_Supplied records_.
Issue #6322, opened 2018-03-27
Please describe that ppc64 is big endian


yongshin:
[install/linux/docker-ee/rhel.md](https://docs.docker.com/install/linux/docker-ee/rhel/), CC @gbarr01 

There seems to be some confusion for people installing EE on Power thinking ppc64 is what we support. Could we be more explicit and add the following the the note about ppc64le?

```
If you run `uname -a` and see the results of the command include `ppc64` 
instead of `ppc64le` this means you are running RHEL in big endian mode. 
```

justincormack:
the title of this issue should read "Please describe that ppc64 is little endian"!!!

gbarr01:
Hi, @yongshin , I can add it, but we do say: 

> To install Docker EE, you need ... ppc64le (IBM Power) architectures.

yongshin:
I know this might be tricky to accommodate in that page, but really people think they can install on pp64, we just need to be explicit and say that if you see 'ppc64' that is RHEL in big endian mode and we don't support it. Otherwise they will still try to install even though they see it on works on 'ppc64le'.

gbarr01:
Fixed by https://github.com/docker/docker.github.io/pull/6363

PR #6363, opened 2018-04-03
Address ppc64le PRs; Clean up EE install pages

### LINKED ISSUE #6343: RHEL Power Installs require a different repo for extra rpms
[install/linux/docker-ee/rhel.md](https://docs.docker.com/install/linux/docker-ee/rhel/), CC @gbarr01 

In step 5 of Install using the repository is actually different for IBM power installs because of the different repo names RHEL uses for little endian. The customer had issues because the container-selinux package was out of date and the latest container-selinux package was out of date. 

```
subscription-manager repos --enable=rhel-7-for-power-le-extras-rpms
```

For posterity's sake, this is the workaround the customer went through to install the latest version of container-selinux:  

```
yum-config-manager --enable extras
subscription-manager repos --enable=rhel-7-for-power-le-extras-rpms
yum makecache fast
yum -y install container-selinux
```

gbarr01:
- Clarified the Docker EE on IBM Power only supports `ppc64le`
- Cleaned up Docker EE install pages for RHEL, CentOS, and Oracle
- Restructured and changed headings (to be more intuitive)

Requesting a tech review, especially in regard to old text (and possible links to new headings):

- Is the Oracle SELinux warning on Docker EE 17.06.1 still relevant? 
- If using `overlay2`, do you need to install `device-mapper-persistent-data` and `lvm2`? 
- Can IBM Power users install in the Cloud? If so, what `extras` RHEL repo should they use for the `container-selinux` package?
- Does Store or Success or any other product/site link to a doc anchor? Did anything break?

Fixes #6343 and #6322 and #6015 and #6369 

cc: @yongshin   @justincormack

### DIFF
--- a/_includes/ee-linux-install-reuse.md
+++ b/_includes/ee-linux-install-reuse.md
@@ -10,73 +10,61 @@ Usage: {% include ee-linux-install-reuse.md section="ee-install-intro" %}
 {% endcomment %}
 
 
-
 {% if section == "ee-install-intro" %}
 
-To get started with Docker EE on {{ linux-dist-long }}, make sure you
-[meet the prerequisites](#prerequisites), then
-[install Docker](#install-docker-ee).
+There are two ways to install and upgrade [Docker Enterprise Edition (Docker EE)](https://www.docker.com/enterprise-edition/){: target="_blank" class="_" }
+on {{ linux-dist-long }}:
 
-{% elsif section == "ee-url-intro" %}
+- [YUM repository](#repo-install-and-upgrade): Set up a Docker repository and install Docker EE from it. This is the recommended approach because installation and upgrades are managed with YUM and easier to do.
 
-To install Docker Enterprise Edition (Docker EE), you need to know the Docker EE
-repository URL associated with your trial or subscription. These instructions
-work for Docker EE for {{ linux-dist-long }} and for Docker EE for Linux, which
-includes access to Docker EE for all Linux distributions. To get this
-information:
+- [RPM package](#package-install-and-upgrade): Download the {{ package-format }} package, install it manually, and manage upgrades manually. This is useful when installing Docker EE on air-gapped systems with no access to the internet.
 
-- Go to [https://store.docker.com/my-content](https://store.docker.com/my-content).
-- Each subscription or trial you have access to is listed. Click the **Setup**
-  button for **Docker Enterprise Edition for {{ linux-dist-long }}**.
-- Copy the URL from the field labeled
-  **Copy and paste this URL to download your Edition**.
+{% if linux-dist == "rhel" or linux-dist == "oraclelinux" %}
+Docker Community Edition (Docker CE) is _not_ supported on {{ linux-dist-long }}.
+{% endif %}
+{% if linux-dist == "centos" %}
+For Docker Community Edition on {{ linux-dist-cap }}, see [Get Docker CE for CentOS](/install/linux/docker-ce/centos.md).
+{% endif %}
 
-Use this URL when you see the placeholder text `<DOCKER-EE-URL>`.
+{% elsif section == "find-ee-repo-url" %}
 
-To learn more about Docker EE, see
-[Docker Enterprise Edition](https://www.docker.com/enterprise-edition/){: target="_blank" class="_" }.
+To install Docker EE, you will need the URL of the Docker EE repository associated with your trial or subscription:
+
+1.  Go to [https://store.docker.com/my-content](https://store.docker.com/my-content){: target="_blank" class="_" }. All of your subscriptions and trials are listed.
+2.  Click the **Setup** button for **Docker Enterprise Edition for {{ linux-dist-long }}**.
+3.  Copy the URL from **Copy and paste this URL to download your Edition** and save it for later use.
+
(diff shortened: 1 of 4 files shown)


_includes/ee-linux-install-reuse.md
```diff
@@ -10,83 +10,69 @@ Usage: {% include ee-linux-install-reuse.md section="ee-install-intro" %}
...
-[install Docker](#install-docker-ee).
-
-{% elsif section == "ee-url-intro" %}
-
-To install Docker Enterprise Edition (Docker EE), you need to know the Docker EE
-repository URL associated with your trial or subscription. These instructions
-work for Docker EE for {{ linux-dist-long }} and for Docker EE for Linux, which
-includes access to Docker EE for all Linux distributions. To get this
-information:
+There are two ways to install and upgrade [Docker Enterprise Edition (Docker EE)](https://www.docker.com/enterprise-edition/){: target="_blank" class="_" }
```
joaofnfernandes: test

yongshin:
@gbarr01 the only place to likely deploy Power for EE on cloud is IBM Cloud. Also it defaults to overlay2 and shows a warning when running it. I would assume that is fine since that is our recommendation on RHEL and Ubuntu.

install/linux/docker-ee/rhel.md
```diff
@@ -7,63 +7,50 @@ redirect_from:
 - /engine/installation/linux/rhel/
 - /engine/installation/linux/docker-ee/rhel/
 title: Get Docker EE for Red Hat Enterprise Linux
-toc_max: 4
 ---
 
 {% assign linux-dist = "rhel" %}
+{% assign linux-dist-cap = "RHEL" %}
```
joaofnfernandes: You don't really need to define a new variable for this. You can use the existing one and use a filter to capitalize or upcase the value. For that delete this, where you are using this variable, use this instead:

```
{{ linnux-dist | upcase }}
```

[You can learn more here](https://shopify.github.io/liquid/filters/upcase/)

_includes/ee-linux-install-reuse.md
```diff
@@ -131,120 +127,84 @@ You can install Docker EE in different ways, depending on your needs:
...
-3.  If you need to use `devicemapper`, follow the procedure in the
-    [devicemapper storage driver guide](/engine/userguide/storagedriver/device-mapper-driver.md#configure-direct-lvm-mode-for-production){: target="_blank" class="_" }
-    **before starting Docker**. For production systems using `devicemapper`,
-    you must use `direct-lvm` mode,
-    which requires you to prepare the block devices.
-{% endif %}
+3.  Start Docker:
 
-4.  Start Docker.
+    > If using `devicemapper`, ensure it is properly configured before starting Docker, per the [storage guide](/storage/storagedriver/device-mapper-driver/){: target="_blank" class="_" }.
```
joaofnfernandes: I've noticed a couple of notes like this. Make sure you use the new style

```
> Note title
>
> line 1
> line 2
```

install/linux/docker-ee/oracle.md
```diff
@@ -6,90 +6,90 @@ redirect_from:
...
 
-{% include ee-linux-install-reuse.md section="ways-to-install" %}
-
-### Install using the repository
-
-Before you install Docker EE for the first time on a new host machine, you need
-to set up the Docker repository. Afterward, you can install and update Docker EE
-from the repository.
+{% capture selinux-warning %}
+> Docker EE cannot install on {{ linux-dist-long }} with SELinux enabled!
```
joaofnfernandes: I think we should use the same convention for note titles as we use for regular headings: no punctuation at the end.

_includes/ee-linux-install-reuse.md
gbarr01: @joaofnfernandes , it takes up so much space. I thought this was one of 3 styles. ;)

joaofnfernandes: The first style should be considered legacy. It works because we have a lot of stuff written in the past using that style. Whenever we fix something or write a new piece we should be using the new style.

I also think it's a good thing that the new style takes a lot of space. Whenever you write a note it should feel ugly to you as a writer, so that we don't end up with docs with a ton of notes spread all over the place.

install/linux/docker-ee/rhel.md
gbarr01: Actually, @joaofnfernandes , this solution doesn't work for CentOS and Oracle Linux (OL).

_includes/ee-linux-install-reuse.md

...

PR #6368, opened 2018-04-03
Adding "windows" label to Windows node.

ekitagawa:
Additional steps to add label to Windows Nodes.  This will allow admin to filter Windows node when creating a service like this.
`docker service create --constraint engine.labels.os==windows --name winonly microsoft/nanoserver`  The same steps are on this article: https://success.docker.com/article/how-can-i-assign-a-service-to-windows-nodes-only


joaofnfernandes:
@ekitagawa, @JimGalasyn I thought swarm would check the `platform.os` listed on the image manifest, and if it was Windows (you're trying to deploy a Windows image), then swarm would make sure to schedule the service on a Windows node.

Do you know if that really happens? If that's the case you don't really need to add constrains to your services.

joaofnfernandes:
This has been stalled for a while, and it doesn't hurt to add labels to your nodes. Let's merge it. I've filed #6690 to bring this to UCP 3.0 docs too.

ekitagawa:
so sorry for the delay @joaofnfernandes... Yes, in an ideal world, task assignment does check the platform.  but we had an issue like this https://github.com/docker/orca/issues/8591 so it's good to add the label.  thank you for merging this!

_Exercise description_. Copy back the listing above exactly, but only from the line with "do you need" through the line with "easier to do.", both ends included.

_Final answer_.
- If using `overlay2`, do you need to install `device-mapper-persistent-data` and `lvm2`? 
- Can IBM Power users install in the Cloud? If so, what `extras` RHEL repo should they use for the `container-selinux` package?
- Does Store or Success or any other product/site link to a doc anchor? Did anything break?

Fixes #6343 and #6322 and #6015 and #6369 

cc: @yongshin   @justincormack

### DIFF
--- a/_includes/ee-linux-install-reuse.md
+++ b/_includes/ee-linux-install-reuse.md
@@ -10,73 +10,61 @@ Usage: {% include ee-linux-install-reuse.md section="ee-install-intro" %}
 {% endcomment %}
 
 
-
 {% if section == "ee-install-intro" %}
 
-To get started with Docker EE on {{ linux-dist-long }}, make sure you
-[meet the prerequisites](#prerequisites), then
-[install Docker](#install-docker-ee).
+There are two ways to install and upgrade [Docker Enterprise Edition (Docker EE)](https://www.docker.com/enterprise-edition/){: target="_blank" class="_" }
+on {{ linux-dist-long }}:
 
-{% elsif section == "ee-url-intro" %}
+- [YUM repository](#repo-install-and-upgrade): Set up a Docker repository and install Docker EE from it. This is the recommended approach because installation and upgrades are managed with YUM and easier to do.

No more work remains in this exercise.